Elastic reverse time migration (E-RTM) has limitations when the migration velocities contain strong contrasts. First, the traditional scheme of P/S-wave mode separation is based on Helmholtz's equations, which ignore the conversion between P-and S-waves at the current separation time. Thus, it contains an implicit assumption of the constant shear modulus and requires smoothing the heterogeneous model to approximately satisfy a locally constant condition. Second, the vector-based imaging condition needs to use the reflection-image normal, and it also cannot give the correct polarity of the PP image in all possible conditions. Third, the angle-domain common-image gathers (ADCIGs) calculated using the Poynting vectors (PVs) do not consider the wave interferences that happen at each reflector.

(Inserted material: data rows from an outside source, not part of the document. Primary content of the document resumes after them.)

PR #489, opened 2021-02-04
Small typo fixes to new example

Rmelikyan:
Hi Hanno,

Reviewing the new example on the Rebound 'readthedocs' page I notice a few leftover errors. 

There is one issue I'm not certain I solved witch is the clipping of the first 3-4 words of the markdown text after the title. I added an extra line spacing that may be the fix, but I've seen this same bug on a couple other of the examples when presented in the online format so I wanted to make note of that here.

Attaching screenshot examples of intro sentence clipping from rebound.readthedocs

Screen Shot 2021-02-04 at 1 55 54 PM

Screen Shot 2021-02-04 at 1 57 16 PM

Screen Shot 2021-02-04 at 1 58 02 PM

Therefore, smooth models are often used for E-RTM. We relax this condition by proposing an improved data flow that involves three new contributions. The first contribution is an improved system of P/S-wave mode separation that considers the converted wave generated at the current time, and thus it does not require the constant-shear-modulus assumption. The second contribution is the new elastic imaging conditions based on multidirectional vectors; they can give the correct image polarity in all possible conditions without knowledge of the reflection-image normal. The third contribution is two methods to calculate multidirectional propagation vectors (PRVs) for RTM images and ADCIGs: One is the elastic multidirectional PV, and the other uses the sign of wavenumber-over-frequency (k/omega) ratio obtained from an amplitude-preserved approximate-propagation-angle-based wavefield decomposition to convert the particle velocities into multidirectional PRVs. The robustness of the improved data flow is determined by several 2D numerical examples. Extension of the schemes into 3D and amplitude-preserved imaging conditions is also possible.